Reading Terry’s article makes it perfectly clear that a left that simply defines itself purely in terms of its position vis a vis the West is not just a left that has lost its way, but one that has abandoned judgement and, thereby, integrity.

Comments

  1. Terry Glavin

    Hi Gadgie. Thanks for noticing.

    Just so you know, Postone was referring not to the “anti-globalization” movement but to contemporary New Left “anti-war” mobilizations. You can download a copy of his essay here:

    http://tinyurl.com/4tkt3b

    It may be that my view didn’t come out as clearly as I’d wanted in that essay, since it was intended specifically as kind of survey of the conditions that allowed for the emergence of an especially ugly anti-Zionism as a key feature of leftist politics in Canada, with the “anti-war” movement serving as its key vector.

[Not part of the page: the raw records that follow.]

Issue #217, opened 2021-04-18
Unable to find image when there is a "." in the image name


ksrisurapaneni:
**Describe the bug**
Thank you for fixing #210. `salesforce/dockerfile-image-update:1.0.132` now works with "-" in the registry name. But looks like is unable to find when there is a "." in the image name. 

Looks like the tool finds the image and creates a PR successfully when the image is as follows:

```
FROM xyz-asndnkdk-ffwwwsw-deeeereer.jfrog.io/rv-python-3-runtime:1.0.0
```

But it doesn't find the image or create a PR when the image is as follows:

```
FROM xyz-asndnkdk-ffwwwsw-deeeereer.jfrog.io/rv-python-3.9-runtime:1.0.0
```

**To Reproduce**

Add this line to a test Dockerfile:

```
FROM xyz-asndnkdk-ffwwwsw-deeeereer.jfrog.io/rv-python-3.9-runtime:1.0.0
```

Run below command with image name as-is:
```
docker run --rm  -e git_api_token -e git_api_url salesforce/dockerfile-image-update:1.0.132 -o <org> -b main parent "xyz-asndnkdk-ffwwwsw-deeeereer.jfrog.io/rv-python-3.9-runtime" 1.0.1 image_tag_store
```

Error:

```
[main] INFO com.salesforce.dockerfileimageupdate.subcommands.impl.Parent - Finding Dockerfiles with the given image...
[main] INFO com.salesforce.dockerfileimageupdate.utils.DockerfileGitHubUtil - Number of files found for xyz-asndnkdk-ffwwwsw-deeeereer.jfrog.io/rv-python-3.9-runtime:0
```

**Expected behavior**
Ideally, we want such an image name search to work fine and create PRs. Currently, this is not possible with the tool.

The error again seems to be because the search is using Github API, it can't find the image name with "." in it. Can you please fix this? It will be really helpful, all our new images have this convention and will carry a ".".

Thanks,
Keerti

justinharringa:
Hi Keerti,

  I suspect this is an issue with the mixture of dashes and dots in the image name in GitHub Code Search. I'm aware of underscores and dots working well in GitHub Search (e.g. I suspect `rv_python_3.9_runtime` would work if images were named as such). While that doesn't really help your case unless you were to change your naming standard, I just wanted to document my thoughts/observations for readers here. 

  I'm not sure when I'll have time to poke at this. 

Hope all is well!

[...]

Issue #169, opened 2020-08-04
Handle cases where there are more than 1000 downstream consumers of an image


justinharringa:
GitHub Search [limits results to 1000 results per search](https://developer.github.com/v3/search/#about-the-search-api) but will give you the full total. We'll need a new strategy to deal with those instances where our [code search](https://developer.github.com/v3/search/#search-code) has too many results.

Some potential opportunities:
* split up searches to handle searches by org(s) when we know we have more than 1000 (create a set of targets)
  * potentially partition
* silly idea: if less than 2000 just sort ascending then descending which likely has further dragons and doesn't scale

Definitely should log this case so that it's obvious that we're missing some repos. This would be a hint that this should be run in a more scalable manner.

afalko:
There is no way to return paginated search?

npwolf:
Searching around, the way people have looked to get around this is by creating narrower search criteria, like slicing dates https://stackoverflow.com/q/37602893/13943777 . Doesn't appear to be any great solutions.

justinharringa:
Paginated search ends at 1000 (or 1020 if you leave the default). The date ranges don't work for code search (that example is for repository searches).

justinharringa:
Note that it would be possible to run this as a service if you can more efficiently store who the downstream consumers are and then just run the `child` command. That being said, it might be nice to somehow intelligently split out once we hit 1000 results but it seems that there are ultimately scaling limits in relying on GitHub search.

justinharringa:
Another potential fix to this would be for DFIU to try and do a best effort split of the orgs it finds if it found more than 1000.

Essentially:
```
orgsToExclude = []
while searchResults.length() > 1000
    orgWithMostHits = getOrgWithMostHits(searchResults)
    runDFIUForOrg(orgWithMostHits)
    orgsToExclude.add(orgWithMostHits)
    searchResults = getNewSearchResults(orgsToExclude)
```

PR #240, opened 2021-06-15
fix for github search on image name

rv-msaraf:


ksrisurapaneni:
Related to this issue: https://github.com/salesforce/dockerfile-image-update/issues/217

.github/workflows/cd.yml
```diff
@@ -27,104 +27,104 @@ jobs:
...
-          encrypted_96e73e3cb232_key: ${{ secrets.encrypted_96e73e3cb232_key }}
-          GPG_KEY_NAME: ${{ secrets.GPG_KEY_NAME }}
-          GPG_PASSPHRASE: ${{ secrets.GPG_PASSPHRASE }}
-          DOCKER_USERNAME: ${{ secrets.DOCKER_USERNAME }}
-          DOCKER_PASSWORD: ${{ secrets.DOCKER_PASSWORD }}
-          CI_DEPLOY_USER: ${{ secrets.CI_DEPLOY_USER }}
-          CI_DEPLOY_PASSWORD: ${{ secrets.CI_DEPLOY_PASSWORD }}
-          NEW_PATCH_VERSION: ${{ needs.get-next-version.outputs.version }}
-        run: make deploy
+      # - name: Upload itest module
```
justinharringa, line 30: Could you help me understand why you're doing this? Ideally, you shouldn't need to modify our CI.

dockerfile-image-update/src/main/java/com/salesforce/dockerfileimageupdate/utils/DockerfileGitHubUtil.java
```diff
@@ -81,6 +81,12 @@ public GHRepository getRepo(String repoName) throws IOException {
         if (image.substring(image.lastIndexOf(' ') + 1).length() <= 1) {
             throw new IOException("Invalid image name.");
         }
+
+        // replace dots with spaces in image name, for github search to work
+        if(image.contains(".")) {
```
justinharringa, line 86: This is a very broad change that has some pretty bad consequences. The worst consequence is that this can expand the search space which will trigger #169 

You might want to take a look at how we handled this for other portions of the images in #212. It'd also be possible to gate this functionality behind a new command-line flag but I still think it'd be best to incorporate a similar strategy to #212

justinharringa (changes requested):
Hey there! Thank you for the contribution! I have some questions / suggestions when you get a chance.

.github/workflows/cd.yml
ksrisurapaneni: Hi, this was just for our local, please ignore changes to CI/CD.

dockerfile-image-update/src/main/java/com/salesforce/dockerfileimageupdate/utils/DockerfileGitHubUtil.java
ksrisurapaneni: Hi @justinharringa , we were wondering if you could create code similar to #212 for this. The changes in this PR are just to show how we are resolving the issue on our end for now by creating a new image locally. Thanks!

justinharringa: No worries. 😄  I would like to get some time to do this but work has been quite busy lately and finding time in my free time has also been a bit of a challenge. If you'd like to take a shot at it, that'd be awesome. But also appreciate you helping illustrate what has worked well for you. 😄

    My own view is that it is precisely the milieu that Heath and Potter call “counterculture” politics that allowed for the rise of reactionary, anti-worker politics in leftist guise, and allowed also for the rejection of progressive internationalism that has so deeply implicated the “anti-war” movement.

    I’m not sure that this particular outcome was in any way inevitable. Indeed, while there is no end of comparisons one might draw between the trajectories of anti-globalization and anti-war politics, as you point out there is within the category of “anti-globalization” activism at least an encouraging diversity of approaches. I would say the same about “environmentalism.”

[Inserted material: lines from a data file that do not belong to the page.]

PR #245, opened 2021-06-16
simple fix for issue 217

ksrisurapaneni:

PR #251, opened 2021-06-19
Split image name if there are dots

### LINKED ISSUE #217: Unable to find image when there is a "." in the image name

justinharringa:
As in #212, mixing dots and dashes makes GitHub Code Search sad.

    What keeps me going is the possibility of an internationalist social democracy that is capable of embracing globalization and universal values at the same time as it defends individual liberty - along with cultural and ecological diversity - as public goods, and as working-class entitlements, all at once.

    As you also point out, our politics are not so easily consigned to camps, pro or anti globalization, pro or anti west (although I think Hoare is definitely onto something there), and so on - and for that, too, thanks.

    On about a related matter at my place today: http://tinyurl.com/4ewe9n

  2. Gadgie

    Thanks for the Postone reference.

    Have commented on your place as well after a loon came on. I read the Stuffed and Starved blog regularly and was thinking of mentioning the current world food crisis in my post.

    With you all the way. There is a battle on now not just to combat the loony tunes but to talk about political alternatives. There is a tendency in the UK for conservative complacency in simply attacking the stopper left, rather than putting forward a positive agenda, when workers’ rights badly need defending at home. I remember reading on Kamm’s blog not so long ago that he was adamant that Thatcher was right to have crushed the miners’ union and hit the roof.

    One is dangerous because of the damage it does to left movements, the other is because it prevents serious left alternatives arising and colonises mainstream movements, like the Labour Party, that should be speaking and acting for the working class.

    So keep going mate - the fight is on.